The Armenian words for carpet are "karpet" (կարպետ) or "gorg" (գորգ). Though both words in Armenian are synonymous, word "karpet" is mostly used for non-pile rugs and "gorg" is for a pile carpet.

Two of the most frequently used terms to designate woven woolen floor coverings emanate directly from the Armenian experience: carpet and kali/khali. The term "kapert" (կապերտ), formed of root "kap" (կապ) that means "knot", later to become "karpet" (կարպետ) in colloquial Armenian, is used in the 5th-century Armenian translation of the Bible (Matthew 9:16 and Mark 2:21). It is assumed that the word "carpet" entered into French (carpette) and English (carpet) in the 13th century (through Medieval Latin carpita, meaning "thick woolen cloth") as a consequence of the trade in rugs through the port cities of the Armenian kingdom of Cilicia. Francesco Balducci Pegolotti, a Florentine merchant stationed in Cyprus, reported in his La pratica della mercatura that from 1274 to 1330, carpets (kaperts) were imported from the Armenian cities of Ayas and Sis to Florence.

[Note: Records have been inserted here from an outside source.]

PR #121, opened 2023-07-03
Implement Perfect Timing LC

RyanOld:


internal/lightcone/abundance/perfecttiming/perfecttiming.go
```diff
@@ -0,0 +1,60 @@
...
+
+func Create(engine engine.Engine, owner key.TargetID, lc info.LightCone) {
+	effResAmt := 0.12 + 0.04*float64(lc.Imposition)
+	engine.AddModifier(owner, info.Modifier{
+		Name:   PTEffRes,
+		Source: owner,
+		Stats:  info.PropMap{prop.EffectRES: effResAmt},
+		State:  float64(lc.Imposition), // 2 calcs outside depends on lc imp. level.
+	})
+}
```
unleashurgeek, line 44: Here is my suggestion on how to make this match the game behavior:
1. Remove all listeners from `PTEffRes` and the `State` (so this modifier now only adds `EffectRES` and does not manage healing boost)
2. Create a `giveHealBuff` method like you currently have, but make the signature `giveHealBuff(engine engine.Engine, owner *info.Stats, imposition int, prevBuff float64) float64`
  - this new method should calculate the heal buff amount like it currently does
  - if the calculated amount `!= prevBuff` that is passed in
    - call `AddModifier` and populate the `Stats` line with the new buff amount
    - return the new buff amount
  - if the calculated amount `== prevBuff`, do nothing and return the prevBuff amount (only add the modifier if the buff amount changes)
4. Create a `BattleStart` subscription that will call `giveHealBuff` on the owner target. Example of how to do this: https://github.com/simimpact/srsim/blob/6643c1b61df8bf8ba25064a8bbaa1a6b4f305b34/internal/relic/planar/vonwacq/vonwacq.go#L32-L38
5. Create a `ActionEnd` subscription that will call `engine.Stats` for the owner and then call `giveHealBuff`

A pseudo version of what this `Create` method might look like:
```go
func Create(eng engine.Engine, owner key.TargetID, lc info.LightCone) {
	effResAmt := 0.12 + 0.04*float64(lc.Imposition)
  healBuffAmt := 0

  // add the effect res buff
	engine.AddModifier(owner, info.Modifier{
		Name:   PTEffRes,
		Source: owner,
		Stats:  info.PropMap{prop.EffectRES: effResAmt},
	})

  engine.Events().BattleStart.Subscribe(func(e event.BattleStart) {
		for _, char := range e.CharStats {
			if char.ID() == owner {
				healBuffAmt = giveHealBuff(eng, char, lc.Imposition, healBuffAmt)
			}
		}
	})

  engine.Events().ActionEnd.Subscribe(func(e event.ActionEnd) {
    healBuffAmt = giveHealBuff(eng, eng.Stats(owner), lc.Imposition, healBuffAmt)
  })
}
```

internal/lightcone/abundance/perfecttiming/perfecttiming.go
```diff
@@ -0,0 +1,75 @@
...
+	modifier.Register(PTEffRes, modifier.Config{})
+
+	modifier.Register(PTHealBoost, modifier.Config{
+		Stacking: modifier.ReplaceBySource,
+	})
+}
+
+func Create(engine engine.Engine, owner key.TargetID, lc info.LightCone) {
+	effResAmt := 0.12 + 0.04*float64(lc.Imposition)
+	healBuffAmt := float64(0)
```
unleashurgeek, line 38: `healBuffAmt := 0.0`

internal/lightcone/abundance/perfecttiming/perfecttiming.go
```diff
@@ -0,0 +1,75 @@
...
+		}
+		engine.AddModifier(owner.ID(), info.Modifier{
+			Name:   PTHealBoost,
+			Source: owner.ID(),
+			Stats:  info.PropMap{prop.HealBoost: healBuffAmt},
+		})
+	} else {
+		return prevBuff
+	}
+	return healBuffAmt
```
unleashurgeek, line 74: move this return inside their if, drop the else (just `return prevBuff` if the if condition fails)

internal/lightcone/abundance/perfecttiming/perfecttiming.go
```diff
@@ -0,0 +1,75 @@
...
+	})
+	// OnActionEnd -> recalc HealBoost.
+	engine.Events().ActionEnd.Subscribe(func(e event.ActionEnd) {
+		healBuffAmt = giveHealBuff(engine, engine.Stats(owner), lc.Imposition, healBuffAmt)
+	})
+}
+
+func giveHealBuff(engine engine.Engine, owner *info.Stats, imposition int, prevBuff float64) float64 {
+	currEffRes := engine.Stats(owner.ID()).EffectRES()
+	healBuffAmt := currEffRes*0.30 + 0.03*float64(imposition)
```
unleashurgeek, line 60: should be `currEffRes * (0.30 + 0.03*float64(imposition))`

internal/lightcone/abundance/perfecttiming/perfecttiming.go
```diff
@@ -0,0 +1,75 @@
...
+	engine.AddModifier(owner, info.Modifier{
+		Name:   PTEffRes,
+		Source: owner,
+		Stats:  info.PropMap{prop.EffectRES: effResAmt},
+	})
+	// OnBattleStart -> giveHealBoost to owner.
+	engine.Events().BattleStart.Subscribe(func(e event.BattleStart) {
+		for _, char := range e.CharStats {
+			if char.ID() == owner {
+				giveHealBuff(engine, char, lc.Imposition, healBuffAmt)
```
unleashurgeek, line 48: assign `healBuffAmt` here

internal/lightcone/abundance/perfecttiming/perfecttiming.go
```diff
@@ -0,0 +1,75 @@
...
+	// OnActionEnd -> recalc HealBoost.
+	engine.Events().ActionEnd.Subscribe(func(e event.ActionEnd) {
+		healBuffAmt = giveHealBuff(engine, engine.Stats(owner), lc.Imposition, healBuffAmt)
+	})
+}
+
+func giveHealBuff(engine engine.Engine, owner *info.Stats, imposition int, prevBuff float64) float64 {
+	currEffRes := engine.Stats(owner.ID()).EffectRES()
+	healBuffAmt := currEffRes*0.30 + 0.03*float64(imposition)
+	if healBuffAmt != prevBuff {
```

Armenian word "gorg" (գորգ) is first mentioned in written sources in the 13th century. This word ("gorg") is in the inscription that was cut out in the stone wall of Kaptavan Church in Artsakh (Karabagh) and is dated by 1242—1243 AD. Grigor Kapantsyan, professor of Armenian Studies, considered that Armenian "gorg" (գորգ) is a derivative of Hittite-Armenian vocabulary, where it existed in the forms of "koork" and "koorkas". Edgar H. Sturtevant, an expert in Hittite studies, explains the etymology of word "koork"/"koorkas" as "horse cloth".

As for the Persian "qali", which entered into Turkish as "qali" or as "khali" in Anatolia Ottoman Turkish and Armenian, it derives from the city of Theodosiopolis-Karin-Erzerum, known to the Arabs as Qali-qala from the Armenian "Karnoy k‘aghak", the "city of Karin". The name "Erzerum" itself, as is well known, is of Armenian origin from the usage Artzen ar-Rum. This latter term came into being after the destruction of the important Armenian commercial center of Artzen, 15 kilometers east of Theodosiopolos-Karin, by the Seljuks in 1041 after which the inhabitants fled to Karin, then in Rum, that is in Byzantine territory, renaming it Artzen in Rum or Arzerum/Erzerum/Erzurum.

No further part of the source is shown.